PR #519, opened 2026-04-17
perf: eliminate a separate API call for requested_reviews

seroperson:
## Summary

- Eliminates 1 REST API call per merged PR by fetching `CHANGES_REQUESTED` reviews inline via the existing GraphQL PR query
- Amount of elements to fetch now calculated dynamically depending on penalty constant: `ceil(1 / REVIEW_PENALTY_RATE)` (no reason to fetch more, as it'll result in 0.0 multiplier anyway)
- Remove the now-unused `get_pull_request_maintainer_changes_requested_count` function and its tests

## Tests

Added several tests to ensure it still fills correctly. 

You can also manually verify that this data is available using GraphQL:

```
# Single PR with known CHANGES_REQUESTED review
gh api graphql -f query='
  query {
    repository(owner: "Entrius", name: "gittensor") {
      pullRequest(number: 487) {
        number
        title
        state
        reviews(first: 3, states: APPROVED) {
          nodes { author { login } }
        }
        changesRequestedReviews: reviews(first: 7, states: CHANGES_REQUESTED) {
          nodes { authorAssociation }
        }
      }
    }
  }'
```

And compare it with REST:

```
gh api repos/Entrius/gittensor/pulls/487/reviews --jq '[.[] | select(.state == "CHANGES_REQUESTED") | {state, author_association}]'
```

### DIFF
--- a/gittensor/classes.py
+++ b/gittensor/classes.py
@@ -8,7 +8,7 @@ from typing import DefaultDict, Dict, List, Optional, Set
 
 import bittensor as bt
 
-from gittensor.constants import MAX_CODE_DENSITY_MULTIPLIER, MIN_TOKEN_SCORE_FOR_BASE_SCORE
+from gittensor.constants import MAINTAINER_ASSOCIATIONS, MAX_CODE_DENSITY_MULTIPLIER, MIN_TOKEN_SCORE_FOR_BASE_SCORE
 from gittensor.utils.utils import parse_repo_name
 
 GITHUB_DOMAIN = 'https://github.com/'
@@ -290,6 +290,13 @@ class PullRequest:
         last_edited_at = parse_github_timestamp_to_cst(raw_edited_at) if isinstance(raw_edited_at, str) else None
         merged_at = parse_github_timestamp_to_cst(pr_data['mergedAt']) if is_merged else None
 
+        changes_requested_count = 0
+        if is_merged:
+            cr_reviews = pr_data.get('changesRequestedReviews', {}).get('nodes', [])
+            changes_requested_count = sum(
+                1 for r in cr_reviews if r.get('authorAssociation') in MAINTAINER_ASSOCIATIONS
+            )
+
         # Extract last label from timeline events
         timeline_nodes = pr_data.get('timelineItems', {}).get('nodes', [])
         label = timeline_nodes[0]['label']['name'].lower() if timeline_nodes else None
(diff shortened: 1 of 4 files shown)


anderdc (changes requested):
Great optimization — eliminates a REST round-trip per merged PR, reuses the existing GraphQL retry path, and the `ceil(1 / REVIEW_PENALTY_RATE)` bound is a nice touch since the multiplier already clamps to 0 beyond that. Requesting changes on style consistency and framing before merge.

**1. Use a GraphQL variable instead of Python `%d` interpolation.**

Every other GraphQL query in this file parameterizes via variables, not string formatting:

- `QUERY` at `github_api_tools.py:36-37` declares `query($userId: ID!, $limit: Int!, $cursor: String)` and uses `first: $limit` at line 41, with values passed via `variables={...}` at line 757-761.
- `_PR_TIMELINE_QUERY` at `github_api_tools.py:453-454` follows the same pattern.

This PR introduces the only `QUERY % _MAX_CHANGES_REQUESTED_REVIEWS` in the file. Suggested changes to match the existing convention:

- Append to the signature: `query($userId: ID!, $limit: Int!, $cursor: String, $maxChangesRequestedReviews: Int!)`
- In the body: `reviews(first: $maxChangesRequestedReviews, states: CHANGES_REQUESTED) { nodes { authorAssociation } }`
- At the call site (`line 757`): add `'maxChangesRequestedReviews': _MAX_CHANGES_REQUESTED_REVIEWS` to the variables dict

The query string stays a static triple-quoted constant, and the parameter flows through the same channel as `$limit` and `$cursor`.

**2. Commit prefix should be `perf:`, not `fix:`.**

There's no bug here — miner scoring output is identical before and after this PR (the formula, inputs, and gating are unchanged). The gains are operational: fewer API round-trips, less REST quota, simpler error surface. That is textbook `perf:` per conventional commits. Mislabeling it as `fix:` confuses release-note generators and downstream tooling that categorize by prefix.

**3. Add an invariant test for `_MAX_CHANGES_REQUESTED_REVIEWS`.**

One line asserting `_MAX_CHANGES_REQUESTED_REVIEWS == ceil(1 / REVIEW_PENALTY_RATE)`. If `REVIEW_PENALTY_RATE` is ever tuned, this surfaces the coupling between the rate and the fetch cap so nobody silently breaks the "beyond cap, multiplier is already 0" guarantee.

anderdc (approved):

PR #522, opened 2026-04-17
fix: add retry logic for transient DB failures in repository

### LINKED ISSUE #520: Add retry logic for transient database failures in repository.py
## Summary
Database operations in `gittensor/validator/storage/repository.py` have no retry mechanism.
Any transient failure (connection reset, pool exhaustion, lock timeout) immediately logs and returns `None` or `False`, with no attempt to recover.

## Motivation
Transient database errors are a normal operational reality — connection pools get exhausted, network blips cause brief disconnects, and Postgres occasionally rejects connections under load.
Without retries, a single transient failure can silently corrupt a validator cycle result (returning "no data" instead of the real value). 
Adding exponential backoff retries for `OperationalError` and `InterfaceError` would make the validator resilient to these common failure modes without masking genuine errors.

**Affected file:**
- `gittensor/validator/storage/repository.py`

dataCenter430:
## Summary

- Adds `_execute_with_retry` helper to `BaseRepository` that retries on `psycopg2.OperationalError` and `InterfaceError` (connection resets, pool exhaustion) up to 3 times with 1 / 2 / 4 s exponential backoff
- Refactors all 5 DB methods (`execute_command`, `store_pull_requests_bulk`, `store_issues_bulk`, `store_file_changes_bulk`, `set_miner_evaluation`) to use it
- Non-transient errors (e.g. `ProgrammingError`, `IntegrityError`) are not retried and still propagate immediately

## Errors found during review

**1. Unused `typing.Any` import (ruff F401)**
```
F401 `typing.Any` imported but unused
  --> repository.py:12:20
12 | from typing import Any, Callable, List, TypeVar
   |                    ^^^
```

**2. `from psycopg2.extras import execute_values` was placed outside the `_run()` closures in all 4 bulk methods — an `ImportError` would escape `_execute_with_retry` entirely instead of being caught as a non-transient error**

Both fixed in this PR.

## Test plan

- [x] `_execute_with_retry` returns value on first success
- [x] Non-transient error returns default immediately without retrying
- [x] `OperationalError` retried with success on attempt 3
- [x] Backoff delays are exactly `(1, 2, 4)` seconds
- [x] Default returned after all 4 attempts exhausted
- [x] `db.rollback()` called on every transient failure
- [x] `psycopg2.InterfaceError` treated as transient
- [x] `execute_command` integration: retries on `OperationalError`, returns `False` on persistent error

### DIFF
--- a/gittensor/validator/storage/repository.py
+++ b/gittensor/validator/storage/repository.py
@@ -9,7 +9,7 @@ and miner evaluations.
 import logging
 import time
 from contextlib import contextmanager
-from typing import Any, Callable, List, TypeVar
+from typing import Callable, List, TypeVar
 
 try:
     import psycopg2
@@ -226,9 +226,8 @@ class Repository(BaseRepository):
                 )
             )
 
-        from psycopg2.extras import execute_values
-
         def _run() -> int:
+            from psycopg2.extras import execute_values
             with self.get_cursor() as cursor:
                 execute_values(
                     cursor,
@@ -282,9 +281,8 @@ class Repository(BaseRepository):
                 )
             )
 
-        from psycopg2.extras import execute_values
-
         def _run() -> int:
+            from psycopg2.extras import execute_values
             with self.get_cursor() as cursor:
                 execute_values(
                     cursor, BULK_UPSERT_ISSUES.replace('VALUES %s', 'VALUES %s'), values, template=None, page_size=100
@@ -324,10 +322,10 @@ class Repository(BaseRepository):
                 )
             )
 
-        from psycopg2.extras import execute_values
         prs = {(fc.pr_number, fc.repository_full_name) for fc in file_changes}
 
         def _run() -> int:
+            from psycopg2.extras import execute_values
             with self.get_cursor() as cursor:
                 execute_values(
                     cursor,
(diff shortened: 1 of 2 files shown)


anderdc:
**Closing -- we haven't experienced transient DB failures in production.** The connection pool and DB infrastructure have been stable. Adding retry logic with exponential backoff for a problem that doesn't exist adds complexity and masks potential real issues that we'd want to surface immediately rather than silently retry.

If we start seeing OperationalError/InterfaceError in the logs, we'll revisit.

dataCenter430:
Hi, @anderdc 
Thanks for the detailed feedback -- fair point on YAGNI.

A couple of things worth considering before closing:

It doesn't mask failures - it surfaces them more clearly. The retry only catches OperationalError/InterfaceError (connection-level errors), logs a WARNING on each attempt, and logs an ERROR after all retries are exhausted. 
Silent failures aren't possible - every retry attempt is logged with the attempt count and delay.

Transient failures are common during routine ops. Connection pool exhaustion under load, DB restarts during deploys, brief network blips - these are well-known psycopg2 failure modes. 
The fact that we haven't noticed them doesn't mean they aren't happening; it may mean they're silently dropping operations today.

The change is small and isolated. It adds one private method (_execute_with_retry) to BaseRepository with 10 tests. 
Removing it later is trivial if it proves unnecessary.

That said, I understand the team's preference to keep things simple until there's a concrete need. If you're open to a middle ground- merging with the retry count reduced to 1 (a single immediate retry) - that would catch the vast majority of transient blips with almost no added complexity. Otherwise, happy to keep this branch open and revisit when we see OperationalError in the logs.

dataCenter430:
Hi, @anderdc 
Would you please consider the PR?
I think it's really needed for gittensor.

PR #680, opened 2026-04-21
fix: make is_valid_issue close-window directional

### LINKED ISSUE #676: [BUG] is_valid_issue close-window uses abs()
## Description

`is_valid_issue` at [scoring.py:491-497](gittensor/validator/oss_contributions/scoring.py#L491-L497) checks that the issue's `closed_at` and the PR's `merged_at` fall within `MAX_ISSUE_CLOSE_WINDOW_DAYS = 1`:

```python
if issue.closed_at and pr.merged_at:
    days_diff = abs((issue.closed_at - pr.merged_at).total_seconds()) / SECONDS_PER_DAY
    if days_diff > MAX_ISSUE_CLOSE_WINDOW_DAYS:
        return False
```

`abs()` makes the window symmetric. An issue closed up to 24 hours **before** the PR merges passes the gate — even though the PR could not have caused the close.

## Gaming vector

GitHub's `closingIssuesReferences` is populated by keyword parsing of the PR body (`Closes #N` / `Fixes #N` / `Resolves #N`). It does not validate that the PR actually fixes the target issue, and it still returns references when the target is already closed.

1. A legitimate PR by miner A (or a maintainer) closes issue #100. `issue.state=CLOSED, state_reason=COMPLETED, closed_at=t0`.
2. Miner B has an unrelated PR in review. Before merge, B adds `Closes #100` to the PR body.
3. Miner B's PR merges at `t0 + 23h`.
4. Every gate in `is_valid_issue` passes for (B's PR, issue #100): author present, different authors, `issue.created_at ≤ pr.created_at`, no post-merge edit, `state=CLOSED`, `state_reason=COMPLETED`, `abs(t0 − (t0+23h)) = 0.96d ≤ 1d`.
5. `calculate_issue_multiplier` returns `1.33×` or `1.66×` (maintainer-authored #100) on top of B's own `token_score`.

No downstream check verifies that the PR actually caused the issue close.

## Expected behavior

Require the issue to close **at or shortly after** the PR merges — i.e. the issue close must be plausibly a consequence of this PR's merge.

## Actual behavior

Any issue closed within 24 hours on either side of the PR merge passes, including issues closed by unrelated work before the PR exists.

## Scope

Multiplier inflation only (1.33×–1.66×). Does not affect `base_score` directly; does not apply when the PR's own `token_score < 5` since the PR wouldn't receive `base_score` in the first place. Issue discovery credibility path is unaffected (it doesn't use this check).

## Related

- #632 (merged) — added `state_reason != 'COMPLETED'` gate. Does not address the window direction.
- #601 (closed unmerged) — proposed `MIN_ISSUE_AGE_HOURS` on issue creation vs PR creation. Orthogonal to close vs merge.
- #462 (open) — self-created-and-immediately-solved issues. Different attack surface.
- #53 (merged) — blocks `Closes #N` inserted **after** merge via `last_edited_at > merged_at`. The attack here inserts the link **before** merge, so #53's check does not catch it.

This preserves the existing upper bound (issue must close within 1 day of merge) while rejecting the gaming case where `issue.closed_at` predates `pr.merged_at`.

plind-junior:
The previous abs() check accepted issues closed up to 24h BEFORE the PR merged. GitHub's closingIssuesReferences is keyword-parsed from the PR body and still returns references to already-closed issues, so an unrelated PR could add `Closes #N` pointing to an issue someone else just closed, pass every is_valid_issue gate, and inherit the 1.33x / 1.66x multiplier.

Require issue.closed_at >= pr.merged_at - 60s (clock-skew buffer) and <= pr.merged_at + 1d. The legitimate auto-close case (issue closes at or just after merge) still passes; the "already closed by unrelated work" case is rejected.

Fixes #676


anderdc:
Fix is correct but over-engineered. Should be a one-liner:

```python
if days_diff > MAX_ISSUE_CLOSE_WINDOW_DAYS or days_diff < 0:
```

Just drop `abs()` and add `< 0`. Skip the new `ISSUE_CLOSE_CLOCK_SKEW_SECONDS` constant — GitHub's merge auto-close timestamps are tightly coupled; the buffer solves a problem that doesn't exist.

Tests: 6 separate functions for one boolean check is too much. Either parametrize into a single test or edit the existing close-window assertion in `tests/validator/test_is_valid_issue.py`. Don't add a new file.

plind-junior:
Thanks for your review @anderdc 
Made an update by following your suggestion

anderdc (approved):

■ ■ ■ ■ ■ ■ ■

What the exercise asks: Gather each line from the entries above that includes the word "load".

Answer to the exercise:
Transient database errors are a normal operational reality — connection pools get exhausted, network blips cause brief disconnects, and Postgres occasionally rejects connections under load.
Transient failures are common during routine ops. Connection pool exhaustion under load, DB restarts during deploys, brief network blips - these are well-known psycopg2 failure modes. 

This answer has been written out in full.